# What are the types of Lawrence Krauss and Michio Kaku?



## miuliu (Nov 3, 2013)

Here is professor Lawrence Krauss









Here is professor Michio Kaku


----------



## Persephone (Nov 14, 2009)

Both Kaku's writing and speaking voice and tone suggest INTP to me.


----------



## Ryo (Nov 12, 2011)

Kaku built an atom smasher when he was in high school, he has to be INTP #undeniableevidence


----------



## KEN KANNIFF 666 (May 22, 2020)

Ryo said:


> Kaku built an atom smasher when he was in high school, he has to be INTP #undeniableevidence
> [/QUOTE
> How stupid and irrelavant reasoning , I drink water im an INTP
> Just come up with evidence please not narsisistic crap .


----------



## incompleteusernam (May 24, 2020)

I think Krauss is an ENFP.

His primary objective seems to be doing whatever he can and encouraging as many people (students _and_ teachers) as possible to look beyond the science curriculum.

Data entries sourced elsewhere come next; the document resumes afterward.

PR #917, opened 2017-12-07
Add support for editing snippets in a new tab

anhari:
Adds a `tabdo` option to `:UltiSnipsEditSplit` for opening snippet files with `:UltiSnipsEdit` in a new tab.

I originally had `tab` instead of `tabdo`, but `tabdo` seemed to be similar to the links in the help file for `vertical`, `horizontal`, `context`, etc.  I'd be happy to change it if I messed that portion up.

Thanks for this plugin, I really enjoy it.  :beers:


SirVer:
great little feature! Thank you.

Issue #921, opened 2017-12-22
$VISUAL placeholder is cut off by one character


ap-0:
Hello.

for the following simple snippet example:
```
snippet foo
if foo: ${1:${VISUAL:bar}}
endsnippet
```
the placeholder `bar` (or any other) will lose it's last character. Expanden it looks like
`if foo: ba`

In some situations I have snippets where I would like to keep the placeholder when I have no visual text selected. 

I am on Windows using Vim8.0 and Python 3.6.4. UltiSnips is the latest version updated today with Vundle.

I have found this commit that removes the last character for windows. But I do not know the reason
https://github.com/SirVer/ultisnips/commit/5a7ec5cea2824f443fbd9b70f67ab67fd8b47a54

SirVer:
Should be fixed in latest master.

Issue #908, opened 2017-10-30
How to avoid newline with VISUAL?


mMontu:
Is it possible to avoid including a new line when using the visual placeholder (`${VISUAL}`)?
For example, using the following snippet in a robot file, from [vim-snippets](https://github.com/honza/vim-snippets/blob/master/UltiSnips/robot.snippets#L132):

```
snippet wuks "Wait Until Keyword Succeeds"
Wait Until Keyword Succeeds    ${1:10x}    ${2:2s}    ${3:${VISUAL:Some Keyword}}
endsnippet
```

Starting with the following text,

```
        aaa
        bbb
        ccc
```

, after visually selecting the `bbb` and typing <tab>wuks I'd like to have this
  
```
        aaa
        Wait Until Keyword Succeeds    10x    2s    bbb
        ccc
```
  
```
instead of

        aaa
        Wait Until Keyword Succeeds    10x    2s    bbb

        ccc

```

andreyorst:
Fixed by #926

Issue #897, opened 2017-09-22
Expand with VISUAL loses last char in GVIM


vanabel:
It is wired that the following configuration works for vim in cygwin, but not works for gvim on windows 7.

```vim
" vim: fdm=marker fdl=0 fdls=0
" Check the operating system {{{
if !exists( 'g:os' )
  if has( 'win32' ) || has( 'win64' )
    let g:os  = 'Windows'
  elseif has( 'win32unix' )
    let g:os = 'Cygwin'
  else
    let g:os  = substitute( system( 'uname' ), '\n', '', '')
    "g:os = Windows,Cygwin,Darwin,Linux
  endif
endif
" }}}
" User's variable {{{
" $VIMHOME {{{
if g:os != 'Windows'
  let  $VIMHOME = expand( $HOME . '/.vim/' )
else
  let $VIMHOME = expand( $HOME . '/vimfiles/' )
endif
" }}}
" $USRVIMD {{{
let $USRVIMD    =expand( $VIMHOME.'myvim/' )
" }}}
" }}}
" Plugin admin {{{
call plug#begin( $USRVIMD . 'plugged' )
" for snips
Plug 'Sirver/ultisnips'
call plug#end()
" }}}
" Configuration for Ultisnips {{{
set rtp +=$USRVIMD
let g:UltiSnipsSnippetsDir = $USRVIMD. 'UltiSnips'
" }}}
" Set tex as default formart {{{
au VimEnter,BufEnter *.tex set ft=tex
" }}}
```
Sorry for the redundant code, which makes vimrc fold correctly. I also add a system detect function, which will use plugin directory correctly. The plug manager is vim-plug.

If we only concern with UltiSnips, the above vimrc install it and set the Snippets directory, in which I have a `tex.snippets` containing only one snippet:

```vim
snippet frac "Fraction" wA
\frac{${1:${VISUAL:nom}}}{${2:denom}}
endsnippet
```

I test it with a new file called `test.tex`, in which I type `frac`, idearly which will expand to `\frac{nom}{denom}`, it is the case on cygwin's vim while it expands to `\frac{no}{denom}`, i.e., `nom` losses the last char, I can't figure why? is it a bug?

asknet:
i'm facing the same issue in windows. I guess, it is something with line endings(CRLF)

asknet:
After further reasearch, this is breaking in windows due to this incomplete fix
https://github.com/SirVer/ultisnips/issues/863

[...]

PR #926, opened 2018-01-21
Fix character selection when using VISUAL on all platforms

j3soon:
This fix is for windows users using selection `inclusive`. (Problem occurred since #868 )
> The pull request #883 is fine but missed the case when using `V` in `exclusive` mode.
> I planned to fix it after it being merged. But no one merged it because of the failing tests.

Issue #897 #921 and maybe #908 all refer to this problem, so I think it should be fixed as soon as possible.

However, `.travis.yml` seems to have some problem that make all tests fail.

The error message produced when testing using Travis CI:
It'll keep trying until the time is out.

    W: The repository 'http://ppa.launchpad.net/kalakris/tmux/ubuntu trusty Release' does not have a Release file.
    W: http://ppa.launchpad.net/couchdb/stable/ubuntu/dists/trusty/Release.gpg: Signature by key 15866BAFD9BCC4F3C1E0DFC7D69548E1C17EAB57 uses weak digest algorithm (SHA1)
    E: Failed to fetch http://ppa.launchpad.net/kalakris/tmux/ubuntu/dists/trusty/main/binary-amd64/Packages  404  Not Found
    E: Failed to fetch http://ppa.launchpad.net/kalakris/tmux/ubuntu/dists/trusty/main/binary-i386/Packages  404  Not Found
    E: Some index files failed to download. They have been ignored, or old ones used instead.

@seletskiy I had tried to fix the problem occurred in Travis CI, but I didn't find any solution. I think the problem is in `.travis.yml` line 14:

    until sudo add-apt-repository ppa:kalakris/tmux -y; do sleep 10; done

### DIFF
--- a/pythonx/UltiSnips/text_objects/_visual.py
+++ b/pythonx/UltiSnips/text_objects/_visual.py
@@ -15,7 +15,6 @@ from UltiSnips import _vim
 from UltiSnips.indent_util import IndentUtil
 from UltiSnips.text_objects._transformation import TextObjectTransformation
 from UltiSnips.text_objects._base import NoneditableTextObject
-import platform
 
 _REPLACE_NON_WS = re.compile(r"[^ \t]")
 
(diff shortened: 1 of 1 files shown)


SirVer:
The fix looks correct to me. I fixed travis builds (only for py2.7 and linux though), so I rebased your work on top of the unbroken master. Let's see if this runs through.

j3soon:
@SirVer Yes, the test has finally passed! 👍

SirVer:
@j3soon Thank you very much!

Whereas someone like Dawkins is primarily concerned with empirical truth (INTJ), Krauss is focused on imagination and exploration (dominant Ne) while constantly asking questions. His auxiliary Fi is expressed in the way he wants people to _feel _about science. He wants them to be as excited and as passionate as he is, and will go into detail how one can transform their emotional self through science education.


----------



## Shrodingers drink (Nov 30, 2018)

Krauss is definitely on the Ti/Fe spectrum based on visual typing. I think he’s most likely ESFJ although he could be be ENTP, Fe and Ne seem to be his main combo but he has a lot of Si diagonal looks and not many Ne eye rolls. 


Ryo said:


> Kaku built an atom smasher when he was in high school, he has to be INTP #undeniableevidence


That’s STP country son!
Although with his asymmetry I’m just going to claim he is some weird Ti/Te super hybrid dude. He’s basically Sheldon with charisma!


----------